» **DATA PROVIDED**
PR #85, opened 2022-10-06
Shaoqz/refactor protonation&clean

shaoqx:
This PR contains the refactoring of the rm_water() and get_protonation() function is original EnzyHTP. These two functions are now 2 individual submodules under enzy_htp/preparation: protonation.py and clean.py. Generic API applying changes to Structure() is designed as science APIs (under preparation) and general APIs (under structure_operation). APIs in general.py is waiting for further division into different files in the future.
The structure module is also cleaned and refactored along the way in those clean/protonation-related parts.
Fixed a major bug in structure_io class about chain id fix for HETATM chains.


enzy_htp/core/exception.py
```diff
@@ -39,3 +32,11 @@ class InvalidMutationRestriction(Exception):
     """Exception corresponding to an invalid mutation restriction in enzy_htp.mutation.mutation_restrictions.py."""
 
     pass
+
+class ResidueDontHaveAtom(Exception):
```
chrisjurich, line 36: This doesn't read correctly in terms of english grammar. `ResidueMissingAtom(Exception)` would make more sense.

enzy_htp/core/file_system.py
```diff
@@ -19,12 +19,23 @@ def safe_rm(fname: str) -> None:
     if os.path.exists(fname):
         os.remove(fname)
 
-
-def safe_rmdir(dirname: str) -> None:
+def is_empty_dir(dir_path: str) -> bool:
+    '''
```
chrisjurich, line 23: Double quotes instead of single quotes.

enzy_htp/core/math_helper.py
```diff
@@ -0,0 +1,85 @@
...
+from .logger import _LOGGER
+import numpy as np
+import math
+
+def check_valid_ph(ph: float) -> None:
+    """Helper function that checks the pH is on the range: [0.00, 14.00]. Give a warning if not."""
+    if ph < 0 or ph > 14:
+        _LOGGER.warning(f"assigned pH: {ph:.2f} out of range: [0.00,14.00]")
+
+def set_distance(p1,p2,d):
```
chrisjurich, line 15: Missing type hinting, doc string does not resemble google style guide for python. Also, please use double quotes, not single.

enzy_htp/core/math_helper.py
```diff
@@ -0,0 +1,85 @@
+"""Module holds functions for math calculations.
```
chrisjurich, line 1: I won't annotate every problem with every functions in this file, but please add the type hinting as well as standardized docstrings.

enzy_htp/structure/atom.py
```diff
@@ -6,11 +6,17 @@
...
 import sys
-from typing import Tuple
+from typing import List, Tuple
+from plum import dispatch
 
 import numpy as np
 import pandas as pd
+
+import enzy_htp.chemical as chem
+from enzy_htp.core.exception import ResidueDontHaveAtom
```
chrisjurich, line 18: Try to rename this Exception to make more grammatical sense.

enzy_htp/structure/atom.py
```diff
@@ -100,23 +109,136 @@ def b_factor(self, val):
...
+        return self._connect is not None
     #endregion
 
     #region == Special ==
     def __str__(self):
         return f"Atom({self._name}, {self._idx}, {self._coord}, {self._parent}, {self._b_factor}, {self._element}, {self._charge} )"
     #endregion
 
+    @dispatch
+    def _(self):
```
chrisjurich, line 239: What is this?

enzy_htp/structure/chain.py
```diff
@@ -105,6 +120,11 @@ def num_residues(self) -> int:
         """Returns number of Residue() or Residue()-dervied objects belonging to the Chain."""
         return len(self)
 
+    @property
+    def residue_idxes(self) -> List[int]:
```
chrisjurich, line 124: probably rename this to `residue_idxs()`

enzy_htp/structure/ligand.py
```diff
@@ -62,34 +62,22 @@ def is_ligand(self) -> bool:
...
+        """
+        name_list = self.atom_name_list
+        new_name_list = chem.get_valid_generic_atom_name(name_list)
+        for name, atom in zip(new_name_list, self.atoms):
+            if atom.name != name:
+                _LOGGER.info(f"found atom with invalid name {atom}. changing it to {name}")
+                atom.name = name
 
     # === Special ===
     def __str__(self) -> str:
```
chrisjurich, line 78: Very elegant! I like this.

enzy_htp/structure/residue.py
```diff
@@ -55,7 +55,15 @@ def atoms(self) -> List[Atom]:
     @atoms.setter
     def atoms(self, val):
         self.set_children(val)
-
+    
+    @property
+    def _atoms(self) -> List[Atom]:
+        """alias for _children. Prevent change children but _atoms dont change"""
+        return self._children
+    @_atoms.setter
```
chrisjurich, line 63: Add a space here between this and the above method.

enzy_htp/structure/structure.py
```diff
@@ -212,6 +291,59 @@ def has_duplicate_chain_name(self) -> bool:
             existing_c_id.append(ch.name)
         return False
     
+    def is_idx_subset(self, target_stru: Structure) -> bool:
+        """
```
chrisjurich, line 295: Please update the docstring so that it is up to standard with the google style guide for python with respect to docstrings

chrisjurich (changes requested):
Overall I think this merge is pretty well polished. Would just like to see the renaming of the Missing atom exception and also to have the correct linter run on the source code. Very good test coverage though.

enzy_htp/core/exception.py
shaoqx: But I think missing means it should have right? In this case, we do not know if the query atom name is supposed to be carried by the residue. What could be a better name in this case?

enzy_htp/structure/atom.py
shaoqx: This is required by plum-dispatch when use it in a class

enzy_htp/structure/ligand.py
shaoqx: Thanks! Learned from reading your code!

enzy_htp/structure/residue.py
shaoqx: Not having space here was because those getter/setter methods are meant to be in pair. I see treat them here together as a "method".

enzy_htp/core/exception.py
chrisjurich: Ah I understand. In that case `ResidueDoesntHaveAtom(Excpetion)` would be more fitting.

chrisjurich (approved):
Looks good!

shaoqx:
Cool! Thank you for the review!

PR #87, opened 2022-10-13
Chrisjurich/fix chemdb

chrisjurich:
This PR includes a number of changes aimed at removing the existing setup for chemical database accession as well as moving all interface and config classes to the respective `_interface` and `_config` directories. Additionally, have cleaned up unit tests so that all but three currently pass.


shaoqx:
Thank you for the changes! Please branch from develop_refactor.

PR #89, opened 2022-10-15
Chrisjurich/remove chem db

chrisjurich:
Removing the last traces of the `load_from_db()` calls from the `enzy_htp.chemical.db` submodule. Tests/installation should be possible now.


enzy_htp/chemical/residue.py
```diff
@@ -33,46 +230,5916 @@
 
 RESIDUE_CONNECTIVITY_MAP: Dict[str,
                                Dict[str,
-                                    List[str]]] = load_from_db("RESIDUE_CONNECTIVITY_MAP")
+                                    List[str]]] = {
+        "ALA": {
```
shaoqx, line 234: Is it possible to not make it so long? the original format looks fine to me

shaoqx: Oh just found out it was like this in the json. Maybe you can refer to AmberMaps

enzy_htp/chemical/residue.py
```diff
@@ -6,20 +6,217 @@
...
+        "MET": "M",
+        "PHE": "F",
+        "PRO": "P",
+        "SEC": "U",
+        "SER": "S",
+        "THR": "T",
+        "TRP": "W",
+        "TYR": "Y",
+        "VAL": "V"
+} #TODO(shaoqz): @imp2 add related to canonical in the name
```
shaoqx, line 61: I added several alternative names for some residues. Please add it back

test/chemical/test_residue.py
```diff
@@ -15,12 +15,12 @@ def test_variable_checks():
     assert len(res.AA_LIST) == 21
     assert all_caps(res.AA_LIST)
 
-    assert len(res.THREE_LETTER_AA_MAPPER) == 29
```
shaoqx, line 18: It should be 29 after those added names are back

shaoqx (changes requested):
Nice! Just one minor change is requested.

enzy_htp/chemical/residue.py
chrisjurich: Updated this

enzy_htp/chemical/residue.py
chrisjurich: Added extra codes back in.

test/chemical/test_residue.py
chrisjurich: Updated.

shaoqx (approved):
Good job!

PR #166, opened 2024-02-12
Shaoqz/feature multefdes

shaoqx:
# Add support of MultiMutDes-EF in position_pattern

- now we can use built-in functions to specify positions to mutate


chrisjurich (approved):
Record for the fastest PR.

PR #168, opened 2024-02-16
Bugfix: fixed the inconsistency of using the parser

shaoqx:
Fix a bug using .run()


chrisjurich (approved):
Thanks for fixing this! I appreciate it.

» **TASK DIRECTIONS**
Every record in the listing above is to be copied exactly.

» **RESPONSE TO THE TASK**
PR #85, opened 2022-10-06
Shaoqz/refactor protonation&clean

shaoqx:
This PR contains the refactoring of the rm_water() and get_protonation() function is original EnzyHTP. These two functions are now 2 individual submodules under enzy_htp/preparation: protonation.py and clean.py. Generic API applying changes to Structure() is designed as science APIs (under preparation) and general APIs (under structure_operation). APIs in general.py is waiting for further division into different files in the future.
The structure module is also cleaned and refactored along the way in those clean/protonation-related parts.
Fixed a major bug in structure_io class about chain id fix for HETATM chains.


enzy_htp/core/exception.py
```diff
@@ -39,3 +32,11 @@ class InvalidMutationRestriction(Exception):
     """Exception corresponding to an invalid mutation restriction in enzy_htp.mutation.mutation_restrictions.py."""
 
     pass
+
+class ResidueDontHaveAtom(Exception):
```
chrisjurich, line 36: This doesn't read correctly in terms of english grammar. `ResidueMissingAtom(Exception)` would make more sense.

enzy_htp/core/file_system.py
```diff
@@ -19,12 +19,23 @@ def safe_rm(fname: str) -> None:
     if os.path.exists(fname):
         os.remove(fname)
 
-
-def safe_rmdir(dirname: str) -> None:
+def is_empty_dir(dir_path: str) -> bool:
+    '''
```
chrisjurich, line 23: Double quotes instead of single quotes.

enzy_htp/core/math_helper.py
```diff
@@ -0,0 +1,85 @@
...
+from .logger import _LOGGER
+import numpy as np
+import math
+
+def check_valid_ph(ph: float) -> None:
+    """Helper function that checks the pH is on the range: [0.00, 14.00]. Give a warning if not."""
+    if ph < 0 or ph > 14:
+        _LOGGER.warning(f"assigned pH: {ph:.2f} out of range: [0.00,14.00]")
+
+def set_distance(p1,p2,d):
```
chrisjurich, line 15: Missing type hinting, doc string does not resemble google style guide for python. Also, please use double quotes, not single.

enzy_htp/core/math_helper.py
```diff
@@ -0,0 +1,85 @@
+"""Module holds functions for math calculations.
```
chrisjurich, line 1: I won't annotate every problem with every functions in this file, but please add the type hinting as well as standardized docstrings.

enzy_htp/structure/atom.py
```diff
@@ -6,11 +6,17 @@
...
 import sys
-from typing import Tuple
+from typing import List, Tuple
+from plum import dispatch
 
 import numpy as np
 import pandas as pd
+
+import enzy_htp.chemical as chem
+from enzy_htp.core.exception import ResidueDontHaveAtom
```
chrisjurich, line 18: Try to rename this Exception to make more grammatical sense.

enzy_htp/structure/atom.py
```diff
@@ -100,23 +109,136 @@ def b_factor(self, val):
...
+        return self._connect is not None
     #endregion
 
     #region == Special ==
     def __str__(self):
         return f"Atom({self._name}, {self._idx}, {self._coord}, {self._parent}, {self._b_factor}, {self._element}, {self._charge} )"
     #endregion
 
+    @dispatch
+    def _(self):
```
chrisjurich, line 239: What is this?

enzy_htp/structure/chain.py
```diff
@@ -105,6 +120,11 @@ def num_residues(self) -> int:
         """Returns number of Residue() or Residue()-dervied objects belonging to the Chain."""
         return len(self)
 
+    @property
+    def residue_idxes(self) -> List[int]:
```
chrisjurich, line 124: probably rename this to `residue_idxs()`

enzy_htp/structure/ligand.py
```diff
@@ -62,34 +62,22 @@ def is_ligand(self) -> bool:
...
+        """
+        name_list = self.atom_name_list
+        new_name_list = chem.get_valid_generic_atom_name(name_list)
+        for name, atom in zip(new_name_list, self.atoms):
+            if atom.name != name:
+                _LOGGER.info(f"found atom with invalid name {atom}. changing it to {name}")
+                atom.name = name
 
     # === Special ===
     def __str__(self) -> str:
```
chrisjurich, line 78: Very elegant! I like this.

enzy_htp/structure/residue.py
```diff
@@ -55,7 +55,15 @@ def atoms(self) -> List[Atom]:
     @atoms.setter
     def atoms(self, val):
         self.set_children(val)
-
+    
+    @property
+    def _atoms(self) -> List[Atom]:
+        """alias for _children. Prevent change children but _atoms dont change"""
+        return self._children
+    @_atoms.setter
```
chrisjurich, line 63: Add a space here between this and the above method.

enzy_htp/structure/structure.py
```diff
@@ -212,6 +291,59 @@ def has_duplicate_chain_name(self) -> bool:
             existing_c_id.append(ch.name)
         return False
     
+    def is_idx_subset(self, target_stru: Structure) -> bool:
+        """
```
chrisjurich, line 295: Please update the docstring so that it is up to standard with the google style guide for python with respect to docstrings

chrisjurich (changes requested):
Overall I think this merge is pretty well polished. Would just like to see the renaming of the Missing atom exception and also to have the correct linter run on the source code. Very good test coverage though.

enzy_htp/core/exception.py
shaoqx: But I think missing means it should have right? In this case, we do not know if the query atom name is supposed to be carried by the residue. What could be a better name in this case?

enzy_htp/structure/atom.py
shaoqx: This is required by plum-dispatch when use it in a class

enzy_htp/structure/ligand.py
shaoqx: Thanks! Learned from reading your code!

enzy_htp/structure/residue.py
shaoqx: Not having space here was because those getter/setter methods are meant to be in pair. I see treat them here together as a "method".

enzy_htp/core/exception.py
chrisjurich: Ah I understand. In that case `ResidueDoesntHaveAtom(Excpetion)` would be more fitting.

chrisjurich (approved):
Looks good!

shaoqx:
Cool! Thank you for the review!

PR #87, opened 2022-10-13
Chrisjurich/fix chemdb

chrisjurich:
This PR includes a number of changes aimed at removing the existing setup for chemical database accession as well as moving all interface and config classes to the respective `_interface` and `_config` directories. Additionally, have cleaned up unit tests so that all but three currently pass.


shaoqx:
Thank you for the changes! Please branch from develop_refactor.

PR #89, opened 2022-10-15
Chrisjurich/remove chem db

chrisjurich:
Removing the last traces of the `load_from_db()` calls from the `enzy_htp.chemical.db` submodule. Tests/installation should be possible now.


enzy_htp/chemical/residue.py
```diff
@@ -33,46 +230,5916 @@
 
 RESIDUE_CONNECTIVITY_MAP: Dict[str,
                                Dict[str,
-                                    List[str]]] = load_from_db("RESIDUE_CONNECTIVITY_MAP")
+                                    List[str]]] = {
+        "ALA": {
```
shaoqx, line 234: Is it possible to not make it so long? the original format looks fine to me

shaoqx: Oh just found out it was like this in the json. Maybe you can refer to AmberMaps

enzy_htp/chemical/residue.py
```diff
@@ -6,20 +6,217 @@
...
+        "MET": "M",
+        "PHE": "F",
+        "PRO": "P",
+        "SEC": "U",
+        "SER": "S",
+        "THR": "T",
+        "TRP": "W",
+        "TYR": "Y",
+        "VAL": "V"
+} #TODO(shaoqz): @imp2 add related to canonical in the name
```
shaoqx, line 61: I added several alternative names for some residues. Please add it back

test/chemical/test_residue.py
```diff
@@ -15,12 +15,12 @@ def test_variable_checks():
     assert len(res.AA_LIST) == 21
     assert all_caps(res.AA_LIST)
 
-    assert len(res.THREE_LETTER_AA_MAPPER) == 29
```
shaoqx, line 18: It should be 29 after those added names are back

shaoqx (changes requested):
Nice! Just one minor change is requested.

enzy_htp/chemical/residue.py
chrisjurich: Updated this

enzy_htp/chemical/residue.py
chrisjurich: Added extra codes back in.

test/chemical/test_residue.py
chrisjurich: Updated.

shaoqx (approved):
Good job!

PR #166, opened 2024-02-12
Shaoqz/feature multefdes

shaoqx:
# Add support of MultiMutDes-EF in position_pattern

- now we can use built-in functions to specify positions to mutate


chrisjurich (approved):
Record for the fastest PR.

PR #168, opened 2024-02-16
Bugfix: fixed the inconsistency of using the parser

shaoqx:
Fix a bug using .run()


chrisjurich (approved):
Thanks for fixing this! I appreciate it.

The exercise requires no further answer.